You'll find your way and to be honest you just sound bloody exhausted, it's ok to have zero social battery when you have just given birth.

HTH

MavisPennies · 14/07/2024 09:02

I've not rtft but here's a suggestion which worked for me:
Hold the baby yourself until he needs feeding, feed him then hand him over and go for a sleep. I did that all the time with my first especially with MIL and my parents.

CoffeeNeededorWine · 14/07/2024 09:13

Woke up this morning to so many nice messages from lots of MN. I needed that! Some of the responses yesterday were very hurtful.

I actually love night feeds because it’s a quite time we can bond.

To make some things clear because I think lots of people just assume.

  1. Any comments about being lucky to convince as some people can’t. You have no idea how hard it was to have DC or how many loses we’ve been through. Don’t ever assume anyone conceived easily or naturally. This was definitely not the case for us.
  2. DH can see how overwhelmed I am. When MIL starts giving advice or anyone he shuts them down but it keeps coming so then he will point out how brilliant we’re doing and if they don’t like it they can leave - which is awkward.
  3. DH is adamant we should have said no to visitors for at least 2 weeks. I wanted to see my mum and said it would be unfair on his mum. He wasn’t that bothered. DH is very much happy wife, happy life. 😂
OP posts:
MartyFunkhouser · 14/07/2024 10:07

As long as they weren’t smokers, I was happy for anyone to have a hold of my newborns. No-one else could help with feeding as I breastfed.

I myself have zero interest in holding other people’s babies.

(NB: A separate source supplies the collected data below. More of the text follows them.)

PR #59, opened 2015-12-12
Simple attempt at bridging message delivery race

benlangfeld:
In the case that a message is published while we're calculating the backlog, we previously missed it. If the backlog turned out to be empty, we would have begun waiting for new messages, but the published message could have been delivered to the connection manager prior to informing it of the client. This would result in the message failing to be delivered until our long-poll timeout.

This adds an in-memory backlog per client which is filled while we calculate the backlog in Redis. The combined (deduplicated) backlog is then considered for delivery, closing the gap. Any messages received between collecting the message buffer and delivering the backlog will become part of the Redis backlog response on the next request.


SamSaffron:
wow, I have been searching for this one for quite a while, great catch, I think it works!

writing a test for this is going to be super tricky. 

Are you using this fix in prd? is it working for you?

SamSaffron:
whats up with all the spec file moving? do we need this?

benlangfeld:
> writing a test for this is going to be super tricky.

Damn right it is, but that's my task for tomorrow :) weekend work is just for the simple stuff ;)

> Are you using this fix in prd? Is it working for you?

Since I only came up with it yesterday, it hasn't made it through our testing process yet. I'll provide notes here on how that goes ASAP.

> what's up with all the spec file moving? Do we need this?

In order for Guard to work correctly and fit with the most common directory layout for ruby gems, yes. See the commit which does it in isolation :)

benlangfeld:
> wow, I have been searching for this one for quite a while, great catch, I think it works!

If there are any other known issues like this, would you mind filing them as issues and assigning to me?

I've not actually proven yet that this is the bug we're encountering in production, and this solution arose from only empirical analysis of the source and stood out as the most obvious flaw. If there are others that those with more experience of MessageBus in production have encountered but not yet solved, I'd like to have a go at squashing those before we encounter them also. In the face of this class of issue I throw scrum out of the window and front-load this kind of thing :)

SamSaffron:
I corrected some long standing concurrency issue recently in https://github.com/SamSaffron/message_bus/commit/b15ba77317ad049856f7dc25a0d397cf43d9bbf3 I do not know of any other issues we have, luckily (or unluckily) the design of message_bus means that it is self healing so we are never hit to hard on these issues. 

Help wise, it would be awesome if we could make CI stop failing erratically, also I would be happy to migrate to minitest cause its a simpler system and a lot of the testing we need is very complex so building on a fat abstraction is not ideal. 

I added some stuff to a "Want to help?" section at the bottom of the readme and any help there would be welcome. 

Appreciate all the help!

PR #61, opened 2016-01-06
Fix concurrency benchmark example

felixbuenemann:
This changes the benchmark to use [wrk](https://github.com/wg/wrk) instead of apache bench for testing concurrency. This is required because we need to generate a unique client id or the server will immediately recycle the client's previous connection, making the benchmark useless.

The client id in the url is generate through the wrk `bench.lua` script.

I've also added a sample puma config.

See #6 for discussion.

Example Output:
```
$ wrk -t2 -c100 -d2m --timeout=45s --latency -s bench.lua http://127.0.0.1:3000
Running 2m test @ http://127.0.0.1:3000
  2 threads and 100 connections
  Thread Stats   Avg      Stdev     Max   +/- Stdev
    Latency     1.99s   186.08ms   2.02s    99.11%
    Req/Sec    81.44    108.99   466.00     83.24%
  Latency Distribution
     50%    2.00s
     75%    2.01s
     90%    2.01s
     99%    2.01s
  5948 requests in 2.00m, 1.45MB read
  Socket errors: connect 0, read 5, write 0, timeout 0
Requests/sec:     49.55
Transfer/sec:     12.34KB
```

For realistic tests, wrk should be run from multiple clients against the server, because it's easy to exhaust the dynamic port range on a single machine.


SamSaffron:
This is exciting, any realistic results to share?

SamSaffron:
ok at 4 workers and 10k concurrent we get: 

```
sam@ubuntu bench % wrk -c10000 -d30s --timeout=30s --latency -s bench.lua http://127.0.0.1:9292
Running 30s test @ http://127.0.0.1:9292
  2 threads and 10000 connections
  Thread Stats   Avg      Stdev     Max   +/- Stdev
    Latency     2.02s   103.74ms   2.44s    96.08%
    Req/Sec     2.31k     1.78k    8.33k    58.89%
  Latency Distribution
     50%    2.01s 
     75%    2.03s 
     90%    2.05s 
     99%    2.22s 
  87273 requests in 30.05s, 15.65MB read
Requests/sec:   2903.95
Transfer/sec:    533.15KB
```

Not bad at all in my opinion, we service 87k requests in 30 seconds best possible outcome would have been 100k requests cause each was polling for 2 seconds

felixbuenemann:
Not really, but shouldn't be to hard to spin up some digital ocean or aws boxes for testing. On my 13" rMBP with the default max polling interval and 2 unicorn workers I can currently go up to roughly 600 concurrent connections.

I've also checked unicorn vs passenger, which shows that passenger cannot handle more that one request at a time per worker:

```
# config.ru changed to default 25s max polling interval
# unicorn default config with a single worker
$ bundle exec unicorn -E production -l 0.0.0.0:3000 -c config/unicorn.conf.rb
$ wrk -c100 -d2m --timeout=45s --latency -s bench.lua http://127.0.0.1:3000
Running 2m test @ http://127.0.0.1:3000
  2 threads and 100 connections
  Thread Stats   Avg      Stdev     Max   +/- Stdev
    Latency    21.89s     8.27s   25.10s    87.47%
    Req/Sec   161.06    193.43   485.00     82.35%
  Latency Distribution
     50%   25.00s
     75%   25.02s
     90%   25.04s
     99%   25.09s
  455 requests in 2.00m, 134.87KB read
  Socket errors: connect 0, read 2, write 0, timeout 0
Requests/sec:      3.79
Transfer/sec:      1.12KB

# passenger standalone default config, limited to one worker
$ bundle exec passenger start --max-pool-size 1 -e production
$ wrk -c100 -d2m --timeout=45s --latency -s bench.lua http://127.0.0.1:3000
Running 2m test @ http://127.0.0.1:3000
  2 threads and 100 connections
  Thread Stats   Avg      Stdev     Max   +/- Stdev
    Latency    25.03s     0.00us  25.03s   100.00%
    Req/Sec     0.00      0.00     0.00    100.00%
  Latency Distribution
     50%   25.03s
     75%   25.03s
     90%   25.03s
     99%   25.03s
  4 requests in 2.00m, 1.92KB read
  Socket errors: connect 0, read 0, write 0, timeout 3
Requests/sec:      0.03
Transfer/sec:      16.39B
```
As can be seen passenger only handled 4 requests. The 5th was cut off by the 2m time range.

felixbuenemann:
@FooBarWidget Do you think it would be possible for passenger to reach similar concurrency to puma / unicorn when using rack hijacking? The problem seems to be that passenger doesn't schedule any requests to the worker until the long polling connection is closed.

felixbuenemann:
@SamSaffron Which rack server / config did you use for your benchmark?

SamSaffron:
we should profile to see where the bottlenecks are, once you bump up to 20k concurrent in a puma against a single process we struggle a bit and start seeing a 99 percentile of 10 seconds.

SamSaffron:
Quick round of profiling shows:

```
 TOTAL    (pct)     SAMPLES    (pct)     FRAME
       167  (11.8%)         167  (11.8%)     block in MessageBus::Client#write_and_close
       165  (11.6%)         164  (11.5%)     MonitorMixin#mon_exit
       156  (11.0%)         156  (11.0%)     MonitorMixin#mon_enter
       153  (10.8%)         153  (10.8%)     Puma::Server#normalize_env
       307  (21.6%)         140   (9.9%)     MessageBus::Client#write_and_close
       134   (9.4%)         134   (9.4%)     MessageBus::TimerThread::Cancelable#initialize
       168  (11.8%)          81   (5.7%)     Puma::Server#handle_servers
       180  (12.7%)          80   (5.6%)     Puma::Client#eagerly_finish
       101   (7.1%)          80   (5.6%)     Puma::Client#try_to_finish
        64   (4.5%)          63   (4.4%)     block in Puma::ThreadPool#<<
       185  (13.0%)          31   (2.2%)     MessageBus::TimerThread#do_work
       677  (47.6%)          25   (1.8%)     MessageBus::Rack::Middleware#call
        21   (1.5%)          21   (1.5%)     Puma::Client#setup_body
        13   (0.9%)          13   (0.9%)     Puma::Client#initialize
        18   (1.3%)          10   (0.7%)     Rack::Utils#parse_nested_query
         6   (0.4%)           6   (0.4%)     Rack::Utils::KeySpaceConstrainedParams#initialize
        87   (6.1%)           5   (0.4%)     block in Puma::Server#handle_servers
```

I wonder if we can async write and async close ....

felixbuenemann:
Btw. I think your wrk version might be outdated, it doesn't show the "Socket errors:" line which is interesting (or maybe it's hidden if there are no errors). I'm using wrk 4.0.

SamSaffron:
I just built it from github, maybe there is a branch or something ...

felixbuenemann:
Nah just checked, it's hidden if there are no errors. And I should really test on Linux, Mac OS X has poor network concurrency, even with sysctl tuning.

SamSaffron:
yeah its super weird that mac is the worstest when it comes to concurrent io you would think with kqueue and all the underlying bsd goodness it would be the bestest.

felixbuenemann:
:-) Besides the fact that eg. thin doesn't use kqueue although eventmachine supports it. But most of the defaults are tuned for a desktop os. There's a lot of stuff that can be tuned through sysctls though.

felixbuenemann:
Btw. on puma I sometimes get this exception during benchmarking:
```
2016-01-06 04:15:30 +0100: Rack app error: #<NoMethodError: undefined method `write' for nil:NilClass>
/home/felix/.rvm/gems/ruby-2.2.4/bundler/gems/message_bus-b7d13ea391e0/lib/message_bus/client.rb:197:in `write_chunk'
/home/felix/.rvm/gems/ruby-2.2.4/bundler/gems/message_bus-b7d13ea391e0/lib/message_bus/client.rb:48:in `ensure_first_chunk_sent'
/home/felix/.rvm/gems/ruby-2.2.4/bundler/gems/message_bus-b7d13ea391e0/lib/message_bus/rack/middleware.rb:136:in `block in call'
/home/felix/.rvm/gems/ruby-2.2.4/bundler/gems/message_bus-b7d13ea391e0/lib/message_bus/client.rb:20:in `block in synchronize'
/home/felix/.rvm/gems/ruby-2.2.4/bundler/gems/message_bus-b7d13ea391e0/lib/message_bus/client.rb:20:in `synchronize'
/home/felix/.rvm/gems/ruby-2.2.4/bundler/gems/message_bus-b7d13ea391e0/lib/message_bus/client.rb:20:in `synchronize'
/home/felix/.rvm/gems/ruby-2.2.4/bundler/gems/message_bus-b7d13ea391e0/lib/message_bus/rack/middleware.rb:133:in `call'
```
Maybe this happens when the client closes the socket prematurely (`@io` is nil)?

felixbuenemann:
We need to set `PhusionPassenger.advertised_concurrency_level = 0` when using passenger, see:

https://github.com/phusion/passenger/issues/1187#issuecomment-44814845 and phusion/passenger#1195.

I'll make a PR to update the README and benchmark.

felixbuenemann:
Hmm, this should already be auto enabled by message_bus, but maybe it needs to be done before booting the rack app. Because the benchmark I posted above improves a lot if I enable it in the config.ru of the benchmark:

```
$ bundle exec passenger start --max-pool-size 1 -e production
$ wrk -c25 -d2m --timeout=45s --latency -s bench.lua http://127.0.0.1:3000
Running 2m test @ http://127.0.0.1:3000
  2 threads and 25 connections
  Thread Stats   Avg      Stdev     Max   +/- Stdev
    Latency    20.52s     9.63s   25.04s    82.05%
    Req/Sec    27.67     44.32   120.00     75.00%
  Latency Distribution
     50%   25.00s
     75%   25.01s
     90%   25.02s
     99%   25.04s
  117 requests in 2.00m, 54.33KB read
Requests/sec:      0.97
Transfer/sec:     463.55B
```

evanphx:
I looked at why `normalize_env` is taking so much time. Turns out it's the call to `IPSocket#peeraddr`, specifically when it does the `getpeername` syscall. Sadly there is no way to optimize that away except for just deferring it, but since it's almost always accessed during a request (for instance, to log the client address) deferring only makes things slower.

evanphx:
I could add an option to puma that disables using `#peeraddr` entirely to speed up apps that don't need need it.

SamSaffron:
@evanphx  this is actually a fairly interesting and generally applicable problem that could possibly be optimised. 

vast majority of deployments will have NGINX or HAProxy -> puma, so the peer address really is fairly uninteresting as all you really care about is the x-forwarded-for address, I wonder if perhaps a setting would be applicable here, clearly not a default on thing but makes sense that in some cases you just don't care who the peer is.

felixbuenemann:
Also keep in mind, that normally you don't get 10k simultaneous connections at once, but rather connections building up over time. One interesting thing is to have some kind of randomization or backoff in the client to avoid trashing a server with connections when a restart occurs.

Maybe we can look for or write a benchmark that gradually ramps up connections.

tinco:
Hi, just pitching in to say that the advertised_concurrency_level has to be set at the rack bootup, as it is read only once by passenger as it prepares for spawning workers. I just ran the benchmarks for puma, unicorn and passenger and they all perform within 15% of each other in the -c100 benchmark. I just added the advertised concurrency level setting in the config.ru file right after the `if defined?(PhusionPassenger)` line.

felixbuenemann:
@tinco Thanks for the confirmation, I'll make a PR with the required changes. One thing I noticed with `advertised_concurrency_level = 0` is that passenger never spun up more than a single worker, I haven't yet checked if this interferes with normal app requests if running the middleware inside a rails app.

OnixGH:
@felixbuenemann yeah, when you set unlimited concurrency, autoscaling will not work (since it is based on max concurrency). One way around it is to set it to a concrete number, and once that level of concurrency is reached, a new instance will be autospawned.

If you apply it to an app with normal requests that will also work, but it's not recommended since passenger will pass the requests straigth to app processes and they will do the queueing, meaning that load balancing can become sub-optimal.

evanphx:
How about a config setting called 'remote_addr' that can having the values ':socket' (the default), ':forwarded' to pick up the X-Forwarded value, or ':localhost' to just set it to "127.0.0.1". Thoughts?

felixbuenemann:
@OnixGH That's problematic, because if the message_bus middleware runs inside the rails app, only certain routes handled by the middleware have high concurrency, while all other routes have normal concurrency. So essentially to work around this, one has to run a separate app that only serves the message_bus middleware.

felixbuenemann:
@evanphx Generally there are two types of headers, 'X-Real-IP' that contains the client IP and 'X-Forwarded-For' which contains the client ip and chain of intermediate proxies.

Example:
```
X-Real-IP: 54.83.132.159
X-Forwarded-For: 54.83.132.159, 199.27.72.25, 50.19.19.94
X-Forwarded-Port: 80
X-Forwarded-Proto: http
```

So as settings we could used `:socket`, `:x_forwarded_for`, `:x_real_ip` and maybe if a string is used it must be an ip v4 or v6 address (`'127.0.0.1'`, `'::1'`).

evanphx:
https://github.com/puma/puma/commit/d5914573c90fe6f8b9422f397e28c0358ce4aa3b

If you want, switch to puma out of git and try your benchmark again with `set_remote_address` set to something other than `:socket`. If this seems to help, i'll go ahead and release it today!

OnixGH:
@felixbuenemann actually, you don't have to run a separate app, because you apply the concurrency option to a location block that is also an app group. See the [passenger_force_max_concurrent_requests_per_process](https://www.phusionpassenger.com/library/config/nginx/reference/#passenger_force_max_concurrent_requests_per_process) we introduced in 5.0.22.

OnixGH:
An example from @FoobarWidget:
```
server {
   listen 80;
   server_name foo.com;
   root /webapps/foo/public;
   passenger_enabled on;

   # Use default concurrency for the app. But for the endpoint /special_websocket_endpoint,
   # force a different concurrency.
   location /special_websocket_endpoint {
       passenger_app_group_name foo_websocket;
       passenger_force_max_concurrent_requests_per_process 0;
   }
}
```

felixbuenemann:
@OnixGH I just tried that example on 5.0.23 and it crashes the passenger core as soon as a second concurrent request hits the location blocks app group… I'll make a bug report in the passenger repo.

FooBarWidget:
The Passenger crash bug has been fixed and the fix will be included in 5.0.24.

felixbuenemann:
Yes, I'm still waiting on 5.0.24 to be released before I make a PR with the suggested configuration changes.

PR #67, opened 2016-01-25
Explicitly say that message-bus can be required

Vaporizd:
So people know if you can include message-bus via asset pipeline.


SamSaffron:
Thanks!

PR #68, opened 2016-01-28
Link to the Ruby implementation of the client.

lowjoel:


SamSaffron:
Thanks!

SamSaffron:
Is the client handling the chunked encoding stuff?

Glennyveeve · 14/07/2024 11:45

Wishing you grace, OP.

FluffMagnet · 14/07/2024 15:19

Good luck OP. I always find it astonishing that, with animals and their young, we are always warned never to split the mother and babies or disturb the mother much, as she will have such protective urges and be hugely distressed. Yet with humans, some people lose their minds.

I'm not sure how young your baby is, but if you're in the first couple of weeks, just ask your DH to send round a message saying you are absolutely exhausted and need a week's rest on advice of midwives doing nothing but resting with the baby. And your mum needs a damn good talking to about her view that she gets the baby once a week - what on earth brought on that view? Probably best coming from your dad or another older family member taking her to task on that.

phoenixrosehere · 14/07/2024 15:26

FluffMagnet · 14/07/2024 15:19

Good luck OP. I always find it astonishing that, with animals and their young, we are always warned never to split the mother and babies or disturb the mother much, as she will have such protective urges and be hugely distressed. Yet with humans, some people lose their minds.

I'm not sure how young your baby is, but if you're in the first couple of weeks, just ask your DH to send round a message saying you are absolutely exhausted and need a week's rest on advice of midwives doing nothing but resting with the baby. And your mum needs a damn good talking to about her view that she gets the baby once a week - what on earth brought on that view? Probably best coming from your dad or another older family member taking her to task on that.

Good luck OP. I always find it astonishing that, with animals and their young, we are always warned never to split the mother and babies or disturb the mother much, as she will have such protective urges and be hugely distressed. Yet with humans, some people lose their minds.

Agree. Some people treat mammals (dogs and cats) with new young better than they treat new mums.